Photo 11:    The final step: MATLAB - 1
Using this powerful package, you can interactively write the programmin lines and see the effects soon. After a first ASCII-file import, and first raw plot (frame 1), we start to work on a single trace, and after a re-sampling phase we can plot it without any trend-line. Until now the scales values have no physical meaning.

Photo 12:    MATLAB - 2
After other programming steps, and linked to the precise time values of the reference-lines, the X-scale is well ordered into Time units (this case: seconds, frame 1) and so we can easily compute its FFT (frame 2); then we move to Y-scale processing: from the original record we obtain the right information about the relative distances to include in the actual processing step, so the trace is well positioned in the time and distance coordinates ('dromocrone' space); then we apply the same procedure for all the traces, in a loop process, and plot the whole section (frame 3, with Y-values (now it's time) in absolutes values; the two frames below show two ways of standard representations, with a reduction velocity of 6 Km/s (left) and 8 (right).

Photo 13:    MATLAB - 3 the final SECTION-FILMS !

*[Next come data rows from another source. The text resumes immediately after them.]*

PR #2983, opened 2015-01-28
fix(controller): relax domain regex to allow dash in last label

### LINKED ISSUE #2979: deis blocks domain creation under improper circumstances
`$ deis domains:add django.paas-sandbox`
`Adding django.paas-sandbox to rubber-undertow... 400 BAD REQUEST`
`{u'domain': [u'Hostname does not look like a valid hostname. Only lowercase characters are allowed.']}`

deis will not let me create a domain where the top of the domain is "paas-sandbox", as displayed above, however this is not a top level domain nor is it intended as one. Our corporation uses an internal domain that is set as the dns search on all corporate computers. For example, if someone types `http://www/` in their browser, it will come up because their dns searches `corp.example.com` for non qualifying domains. They are really going to the site `www.corp.example.com` but all they type and all the host header on the server sees is "www". deis requires the domain to exist how the user will display it in the browser in order to render the page. Our DNS system is almost identical to Active Directory so anyone using Active Directory can relate but this is not a MS / Active Directory specific scenario. This can be done using only dhcp and most ISP's will do this from their dhcp as well.

Anyways, please fix. Thank you.

mboersma:
Closes #2979.


carmstrong:
Code LGTM.

PR #2988, opened 2015-01-29
feat(builder): Try shallow cloning buildpack repos

johanneswuerbach:
Try to shallow clone buildpack repositories before falling back to deep cloning. This improves clone times significantly.

Shallow cloning only works for tags and branches, but not for a specific commit.

Benchmark:
```
localhost:deis johannes$ time git clone https://github.com/heroku/heroku-buildpack-ruby.git
Cloning into 'heroku-buildpack-ruby'...
...

real	0m12.764s
user	0m0.610s
sys	0m0.565s
localhost:deis johannes$ rm -rf heroku-buildpack-ruby/
localhost:deis johannes$ time git clone --branch v129 --depth 1 https://github.com/heroku/heroku-buildpack-ruby.git
Cloning into 'heroku-buildpack-ruby'...
...

real	0m1.657s
user	0m0.078s
sys	0m0.092s
```

This saves around 10 seconds per buildpack and we are cloning 7 buildpacks using a tag currently.

PR #2989, opened 2015-01-29
chore(builder): Updated gradle and play buildpack

johanneswuerbach:
Both buildpacks are now also tagged when released.

Changes:
https://github.com/heroku/heroku-buildpack-gradle/compare/24a8ebe...v12
https://github.com/heroku/heroku-buildpack-play/compare/9c137b4...v22

This improves https://github.com/deis/deis/pull/2988 even further. @bacongobbler do you have example apps to tests those buildpacks?  Otherwise I would create them.


bacongobbler:
We don't have a gradle app, but there's https://github.com/deis/example-play

johanneswuerbach:
The example-play app was not actually testing the play BP. I submitted https://github.com/deis/example-play/pull/1 to fix this and tested this PR successfully.

mboersma:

This final picture shows the last informations of the preceding photo: the upper frame is the digital representation of a segment of the corrected section, starting from UKR02 image: the X-labels are the true distances, calculated from the absolute position of the geophones with reference to the various shot-points; the lower frame is the same data-set represented with a reduction velocity of 8 km/s. For both we used a standard band-pass filter of 2-20 Hz.